Search the entries below. Return every line that has "opened" in it.

### Supplied information
..............................
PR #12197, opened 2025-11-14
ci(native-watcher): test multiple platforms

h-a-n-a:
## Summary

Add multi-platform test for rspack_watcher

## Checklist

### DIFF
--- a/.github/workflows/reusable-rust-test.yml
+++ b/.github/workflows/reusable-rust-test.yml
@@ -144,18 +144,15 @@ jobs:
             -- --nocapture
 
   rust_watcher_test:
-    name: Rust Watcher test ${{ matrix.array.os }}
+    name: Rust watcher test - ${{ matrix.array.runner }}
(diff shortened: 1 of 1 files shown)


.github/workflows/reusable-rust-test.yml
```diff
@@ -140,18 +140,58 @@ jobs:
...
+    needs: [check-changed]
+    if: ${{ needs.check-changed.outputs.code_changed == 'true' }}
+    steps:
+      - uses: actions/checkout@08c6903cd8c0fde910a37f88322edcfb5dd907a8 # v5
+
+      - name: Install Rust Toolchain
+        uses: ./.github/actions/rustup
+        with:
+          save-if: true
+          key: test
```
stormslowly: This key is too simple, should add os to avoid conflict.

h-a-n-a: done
..............................
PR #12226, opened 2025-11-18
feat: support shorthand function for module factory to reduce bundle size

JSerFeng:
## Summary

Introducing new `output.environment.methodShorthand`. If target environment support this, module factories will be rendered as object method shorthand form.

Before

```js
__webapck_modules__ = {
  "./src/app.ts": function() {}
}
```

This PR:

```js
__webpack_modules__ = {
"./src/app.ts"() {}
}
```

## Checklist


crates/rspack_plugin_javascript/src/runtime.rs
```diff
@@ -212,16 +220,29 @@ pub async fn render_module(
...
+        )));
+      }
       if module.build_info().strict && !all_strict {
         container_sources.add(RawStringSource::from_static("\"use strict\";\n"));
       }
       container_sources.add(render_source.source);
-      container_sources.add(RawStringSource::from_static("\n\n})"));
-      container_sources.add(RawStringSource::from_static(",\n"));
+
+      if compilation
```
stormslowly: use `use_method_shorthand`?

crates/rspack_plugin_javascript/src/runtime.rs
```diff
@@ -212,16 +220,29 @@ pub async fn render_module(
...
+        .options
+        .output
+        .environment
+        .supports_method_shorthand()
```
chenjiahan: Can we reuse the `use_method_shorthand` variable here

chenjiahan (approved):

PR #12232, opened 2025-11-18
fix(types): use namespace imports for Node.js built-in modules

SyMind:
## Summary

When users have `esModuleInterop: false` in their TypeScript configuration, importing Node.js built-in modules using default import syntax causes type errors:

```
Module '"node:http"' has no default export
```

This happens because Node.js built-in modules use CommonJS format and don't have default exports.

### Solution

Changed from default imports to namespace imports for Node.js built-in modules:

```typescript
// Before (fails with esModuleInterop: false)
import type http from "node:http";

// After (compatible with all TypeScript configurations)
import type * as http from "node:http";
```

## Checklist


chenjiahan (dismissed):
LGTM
..............................
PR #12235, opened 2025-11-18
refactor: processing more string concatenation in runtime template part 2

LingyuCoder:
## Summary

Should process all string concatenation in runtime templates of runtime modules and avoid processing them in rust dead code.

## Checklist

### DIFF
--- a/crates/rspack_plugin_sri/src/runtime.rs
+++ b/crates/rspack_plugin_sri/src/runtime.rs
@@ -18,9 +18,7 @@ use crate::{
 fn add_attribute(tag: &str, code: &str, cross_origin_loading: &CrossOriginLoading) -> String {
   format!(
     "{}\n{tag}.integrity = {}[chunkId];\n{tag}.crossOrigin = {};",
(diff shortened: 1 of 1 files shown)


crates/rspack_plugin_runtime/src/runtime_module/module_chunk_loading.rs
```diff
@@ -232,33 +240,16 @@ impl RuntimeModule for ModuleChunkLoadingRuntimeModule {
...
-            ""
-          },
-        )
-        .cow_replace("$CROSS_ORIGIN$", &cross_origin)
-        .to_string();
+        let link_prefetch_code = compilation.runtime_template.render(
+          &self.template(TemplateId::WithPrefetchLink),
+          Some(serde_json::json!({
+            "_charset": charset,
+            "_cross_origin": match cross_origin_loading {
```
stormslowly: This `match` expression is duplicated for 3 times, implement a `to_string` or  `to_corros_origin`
..............................
### Solution
PR #12197, opened 2025-11-14
PR #12226, opened 2025-11-18
PR #12232, opened 2025-11-18
PR #12235, opened 2025-11-18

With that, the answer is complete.